The Dodd-Frank Act amends the Commodity Exchange Act, or CEA, to prevent market participants from engaging in a swap that is required to be cleared unless that person submits the swap for clearing to a DCO. The Dodd-Frank Act also requires the CFTC to determine whether a swap is required to be cleared by either a CFTC-initiated review or a submission from a DCO for the review of a swap, or group, category, type, or class of swap. The proposed rule does not apply to those who are eligible to elect an exception from clearing, such as non-financial entities hedging commercial risk.

The proposed rules codify statutory provisions that make clear that any swaps entered into prior to the enactment of the Dodd-Frank Act or prior to the application of the clearing requirement are not required to be cleared.

The CFTC is proceeding with a clearing requirement proposal based on submissions from DCOs. The CFTC received submissions from eight DCOs covering all the swaps that DCOs were offering for clearing as of February 1, 2012. The proposal addresses all CDS and interest rate swaps currently being cleared by DCOs. The Commission intends subsequently to consider other swaps submitted by DCOs, such as agricultural, energy, and equity indices. The decision to focus on CDS and interest rate swaps in the initial clearing requirement determination is a function of both the market importance of these swaps and the fact that a significant percentage of CDS and interest rate swaps already are being cleared.

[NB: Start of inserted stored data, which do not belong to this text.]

PR #1245, opened 2025-10-03
Fix #1112: ASCII85 decode now handles CRLF line endings

### LINKED ISSUE #1112: ascii85Decode fails on valid input
ascii85 decoding can fail [here](https://github.com/pdfcpu/pdfcpu/blob/v0.9.1/pkg/filter/ascii85Decode.go#L63-L70), if the sequence has both a carriage return _and_ a newline appended, since only the second character will be stripped.

fank:
## Summary
Fixes #1112

The ASCII85 decoder previously failed when encoded data had both carriage return and newline (CRLF) at the end. The code only stripped one trailing character, causing the EOD marker check to fail when CRLF was present.

## Changes
- Changed `ascii85Decode.DecodeLength()` to use `bytes.TrimRight()` instead of manually stripping a single trailing character
- This properly handles all combinations: LF, CR, CRLF, and no line endings
- Aligns with the PDF specification's requirement to ignore whitespace in ASCII85 encoding

## Test Plan
- [x] Added `TestASCII85DecodeWithCRLF` test case covering LF, CR, CRLF, and no line endings
- [x] All existing filter tests pass
- [x] Verified the test fails before the fix and passes after

The fix is minimal and focused - it simply replaces the brittle single-character strip with a proper whitespace trimming function.

### DIFF
--- a/pkg/filter/ascii85Decode.go
+++ b/pkg/filter/ascii85Decode.go
@@ -60,10 +60,9 @@ func (f ascii85Decode) DecodeLength(r io.Reader, maxLen int64) (io.Reader, error
 
 	// fmt.Printf("dump:\n%s", hex.Dump(bb))
 
-	l := len(bb)
-	if bb[l-1] == 0x0A || bb[l-1] == 0x0D {
-		bb = bb[:l-1]
-	}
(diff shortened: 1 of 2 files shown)


fank:

hhrutter:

The proposed determination would require that swaps in four interest rate swap classes and two CDS classes be required to be cleared under section 2(h) of the CEA. By using basic specifications to identify the swaps subject to the clearing requirement, counterparties contemplating entering into a swap would be able to determine quickly whether or not the particular swap may be subject to a clearing requirement. If the swap has the basic specifications of a class of swaps determined to be subject to a clearing requirement, the parties would know that they need to verify whether a DCO will clear that particular swap.